Journal of Cachexia, Sarcopenia and Muscle (JCSM) Abstract
Article first published online: 28 March 2019
Sedentary behaviour, physical activity, and sarcopenia among older adults in the TSHA: isotemporal substitution model
Juan Luis Sánchez‐Sánchez, Asier Mañas, Francisco José García‐García, Ignacio Ara, Jose Antonio Carnicero, Stefan Walter, Leocadio Rodríguez‐Mañas
The associations between free‐living physical activity (PA) and sedentary behaviour (SB) and sarcopenia in older people and its determinants are controversial. Self‐reporting, the use of one‐size‐fits‐all cut‐points for intensity categorization when using accelerometers and the absence of a clear sarcopenia definition hampered explorations. The aim of this study is to describe the associations between objectively measured PA patterns and sarcopenia and its determinants.
Subjects aged >65 with valid accelerometry and sarcopenia‐related measures from Toledo Study of Healthy Aging (TSHA) were included. Muscle mass (MM) was estimated by dual‐energy X‐ray absorptiometry. Handgrip strength (HS) was measured by dynamometry. Physical performance assessment relied on gait speed (GS). Sarcopenia presence was ascertained using Foundation for the National Institutes of Health (FNIH) criteria. PA and SB were estimated by ActiTrainer worn for 1 week and classified into time spent in SB and different PA intensity bands [light PA (LPA) and moderate‐to‐vigorous PA (MVPA)] using age‐specific cut‐points. Different multivariate linear and logistic regression models [(i) single‐parameter, (ii) partition, and (iii) isotemporal substitution models] were used for estimating associations between PA, SB, and sarcopenia determinants and sarcopenia rates, respectively. All models adjusted for age, sex, co‐morbidities (Charlson index), and functional ability (Katz and Lawton indexes).

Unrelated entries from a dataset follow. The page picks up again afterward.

PR #1348, opened 2025-05-30
feat: `harper-cli` command to rename affix annotation flags

hippietrail:
# Issues 

N/A

# Description

`harper-cli rename-flag` `<old>` `<new>` `<path-to-dictionary-dict-and-affixes.json>

Will change all occurrences of an affix annotation flag throughout the dictionary and affix files, withouth changing the order, format, spacing, etc.

It will check that the flag is valid, exists, and the new one is not already in use.
It will then verify that the `affixes.json` file is still valid JSON.

This makes it very easy to move an old flag to a new letter to make way for a new flag, move flags to more mnemonic letters, etc.

Backups of the old `dictionary.dict` and `affixes.json` are kept with the `.bak` file extension added.

A few tags are used in `just addnoun` so if you change those, don't forget to also change the `justfile`.

# Demo

# How Has This Been Tested?

Lots of manual testing.

# Checklist


elijah-potter (approved):
LGTM

PR #1361, opened 2025-06-02
test: `exact_phrase` and `exact_word` differ in case sensitivity

hippietrail:
# Issues 
N/A though perhaps this PR should also be considered an issue?

# Description

I added a new rule to one to verify that it's not case-sensitive. I renamed an existing rule in the other to verify that it is case-sensitive.

Perhaps one or both patterns/methods names need to be bikeshedded?

Are there other places where `exact` is used inconsistently?

# How Has This Been Tested?

I added one new unit test as mentioned above, and renamed an old one so the tests' names align.

# Checklist


elijah-potter:
I think you're right. When I initially made `ExactPhrase`, I was describing it in contrast to another pattern (I may have been called `ApproxPhrase` or something?). 

Maybe just `Phrase` would work?

hippietrail:
> I think you're right. When I initially made `ExactPhrase`, I was describing it in contrast to another pattern (I may have been called `ApproxPhrase` or something?).
> 
> Maybe just `Phrase` would work?

In some places such as `phrase_corrections` we deal in single words as well as phrases but I think in this case it's phrases only really. Could be something like `StaticPhrase` to make clear it has no changing parts such as tense or plurals. Probably not `SetPhrase` though as that has a specific meaning pretty close to Idiom so would be misleading. I think there are other words than `Static` that would work that aren't popping into my head right now. But yeah `Phrase` also works.

elijah-potter:
Alright. Feel free to bikeshed here. Whatever you decide, go ahead and make the change as part of this PR.

hippietrail:
> Alright. Feel free to bikeshed here. Whatever you decide, go ahead and make the change as part of this PR.

I think the term I was searching for was "fixed phrase", so I've gone with that. I got the LLM to generate comments in the style of the other `Pattern` implementations and to me it looks right but you might want to double check.

harper-core/src/patterns/fixed_phrase.rs
```diff
@@ -0,0 +1,109 @@
...
+
+impl FixedPhrase {
+    /// Creates a [FixedPhrase] from a plain text string.
+    /// Uses plain English tokenization rules.
+    pub fn from_phrase(text: &str) -> Self {
+        let document = Document::new_plain_english_curated(text);
+        Self::from_document(&document)
+    }
+
+    /// Creates a [FixedPhrase] from a pre-tokenized document.
```
elijah-potter, line 30: In the future, it's more idiomatic to put backticks right inside the square brackets.
For example: ``[`FixedPhrase`]``.

It's super pedantic, so I won't let it get in the way of this PR.

elijah-potter (approved):

PR #1677, opened 2025-08-01
fix(core): typo in phrase correction message

jj15asmr:
# Description
I recently came across Harper, and while source-diving, found a small typo in the message for the `AfterAWhile` phrase correction. I'm actually not familiar with Rust, but it's only some text, so I hope I did everything correctly 😅.

# How Has This Been Tested?
It hasn't — but it doesn't seem like this message is asserted against anywhere.

# Checklist


hippietrail:
Excellent! I must've made a search & replace error on that one.

elijah-potter (approved):

PR #1681, opened 2025-08-02
fix: don't flag repeated words if either is hyphenated

hippietrail:
# Issues 
N/A

# Description

I noticed that the repeated word linter was flagging words where one was actually part of a hyphenated term rather than a true repeated word: 
image
"In" is not a repeat of "opt-in".

So I modified the linter to check for a hyphen immediately before the first word or immediately after the second.

# How Has This Been Tested?

I added a unit test based on the sentence that alerted me to this problem plus a second unit test where there are hyphenated words on either side of the normal word.

# Checklist

### DIFF
--- a/harper-core/src/linting/repeated_words.rs
+++ b/harper-core/src/linting/repeated_words.rs
@@ -42,6 +42,15 @@ impl Linter for RepeatedWords {
                 let word_a = document.get_span_content(&tok_a.span);
                 let word_b = document.get_span_content(&tok_b.span);
 
+                let prev_tok = document.get_token_offset(idx_a, -1);
+                let next_tok = document.get_token_offset(*idx_b, 1);
+
+                if prev_tok.is_some_and(|t| t.kind.is_hyphen())
+                    || next_tok.is_some_and(|t| t.kind.is_hyphen())
+                {
+                    continue;
+                }
+
                 if (tok_a.kind.is_preposition()
                     || tok_a.kind.is_conjunction()
                     || !tok_a.kind.is_likely_homograph()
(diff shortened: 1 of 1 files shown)


harper-core/src/linting/repeated_words.rs
```diff
@@ -42,6 +42,15 @@ impl Linter for RepeatedWords {
...
 
+                let prev_tok = document.get_token_offset(idx_a, -1);
+                let next_tok = document.get_token_offset(*idx_b, 1);
+
+                if prev_tok.is_some_and(|t| t.kind.is_hyphen())
+                    || next_tok.is_some_and(|t| t.kind.is_hyphen())
+                {
+                    continue;
+                }
+
```
86xsk, line 53: I would consider moving this check above the preceding `get_span_content()`s to avoid the calls to `get_span_content()` when not necessary.

Also, it might make the code more concise if the other `continue` was integrated into this `if` block, perhaps like so:

```rust
if prev_tok.is_some_and(|t| t.kind.is_hyphen())
    || next_tok.is_some_and(|t| t.kind.is_hyphen())
    || chunk[idx_a + 1..*idx_b]
        .iter()
        .any(|t| !t.kind.is_whitespace())
{
    continue;
}
```

86xsk (approved):
Just a couple nitpicks, but other than that LGTM. I've encountered this bug from time to time, and it's nice to finally have it fixed.

harper-core/src/linting/repeated_words.rs
hippietrail: Oh well spotted! I'm usually careful to put this kind of logic before the `get_content` but I've missed it this time.

I usually find myself integrating too much logic into a block but in this case I was thinking it would be a mistake making it harder to read and probably producing the exact same machine code anyway.

hippietrail: By the way, does this negative homograph test look like a mistake or just counterintuitive?
```rs
                if (tok_a.kind.is_preposition()
                    || tok_a.kind.is_conjunction()
                    || !tok_a.kind.is_likely_homograph()
                    || self.is_special_case(word_a)
                    || tok_a.kind.is_adverb()
                    || tok_a.kind.is_determiner())
                    && word_a.to_lower() == word_b.to_lower()
                {
```

hippietrail: Well that must've changed something. The tests in the `.rs` file are unaffected but it's broken something in the integration tests. But I find those much harder to debug...

elijah-potter: I think this is fine as-is. Calls to `get_span_content()` themselves are essentially free (they get optimized out) since they just transform a Span into a slice. Subsequent memory access _does_ have a significant cost.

Five hundred twelve subjects from the TSHA had available data (78.08 ± 5.71 years of age; 54.3% women). FNIH sarcopenia assessment was performed in 497 subjects (23.3% were sarcopenic). In the linear regression, the single‐parameter model showed an association between MVPA and all sarcopenia determinants. In the partition model, MVPA was associated with greater MM and GS. The isotemporal substitution showed that reallocating 1 h/day of MVPA displacing SB was associated with greater values in MM [β = 0.014; 95% confidence interval (CI) = 0.004, 0.024; P < 0.01], GS (β = 0.082; 95% CI = 0.054, 0.110; P < 0.001), and HS (β = 0.888; 95% CI = 0.145, 1.631; P < 0.05). In the logistic regression, the single‐parameter model yielded a significant association between 1 h/day increase in MVPA and sarcopenia reduction [odds ratio (OR) = 0.522; 95% CI = 0.367, 0.726; P < 0.001], as did the partition model (OR = 0.555; 95% CI = 0.376, 0.799; P < 0.01). The reallocation of 1 h/day SB only yielded a significant lower sarcopenia risk by almost 50% when it was substituted with MVPA, whereas the substitution of 15 min/day yielded a significant lower sarcopenia risk by 15% (P < 0.001) but did not show any association when it was substituted with LPA.
An increase in MVPA replacing SB and LPA was associated with a reduction in sarcopenia prevalence and better performance across its determinants (MM, GS, and HS). LPA did not show any significant effect.